Russian billionaire businessman

Viktor Kharitonin (Russian: Виктор Владимирович Харитонин) is a Russian billionaire. He is known to be close to Russian Deputy Prime Minister Tatyana Golikova and her husband Viktor Khristenko.

== Biography ==
Kharitonin made his fortune from the pharmaceutical firm Pharmstandard, which he co-founded with Roman Abramovich. Along with his partner, Egor Kulkov, Kharitonin listed the firm on the London Stock Exchange in 2008, but then they brought it back into private hands in 2016. In November 2021, Kharitonin and Kulkov acquired TSS group, an equipment manufacturing firm serving oil producers through Augment Investments. As of April 2022, Kharitonin's net worth is $2.8 Bn according to Forbes.

Kharitonin also owns the Nürburgring race track in the German state of Rhineland-Palatinate and is in talks to buy the nearby bankrupt Frankfurt–Hahn Airport.

He resides primarily in Moscow.
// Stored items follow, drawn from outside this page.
PR #1134, opened 2024-09-20
test(contract): refactor token tests with better fuzzing and bounds

shuhuiluo:
Renamed test functions to indicate fuzz testing and replaced assume checks with bound constraints for parameter values. This ensures more robust and dynamic testing by covering a broader range of input scenarios. Removed unnecessary `console.log` statements to clean up test output.

### DIFF
--- a/contracts/test/river/token/base/RiverBase.t.sol
+++ b/contracts/test/river/token/base/RiverBase.t.sol
@@ -10,7 +10,6 @@ import {IOwnableBase} from "contracts/src/diamond/facets/ownable/IERC173.sol";
 import {IVotes} from "contracts/src/diamond/facets/governance/votes/IVotes.sol";
 
 //libraries
-import {console} from "forge-std/console.sol";
 
 //contracts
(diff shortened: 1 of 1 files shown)


contracts/test/river/token/base/RiverBase.t.sol
```diff
@@ -65,11 +64,19 @@ contract RiverBaseTest is BaseSetup, ILockBase, IOwnableBase {
...
+  function test_fuzz_permit(
+    uint256 alicePrivateKey,
+    uint256 amount,
+    address bob
+  ) external {
+    alicePrivateKey = bound(
+      alicePrivateKey,
+      1,
+      0xfffffffffffffffffffffffffffffffebaaedce6af48a03bbfd25e8cd0364140
+    );
```
shuhuiluo, line 76: https://ethereum.stackexchange.com/questions/164194/is-there-really-2256-private-key

jterzis (approved):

He graduated from Novosibirsk State University.

== Sanctions ==
He is one of the Russian billionaires who were not sanctioned in 2018 or during the 2022 Russian Invasion of Ukraine by a country other than Ukraine itself. However, Kharitonin allegedly avoided the sanction by relocating his firm Augment Investments, in which he has majority ownership, to Oktyabrsky Island from Cyprus, utilizing the Special Economic Region scheme of Russia.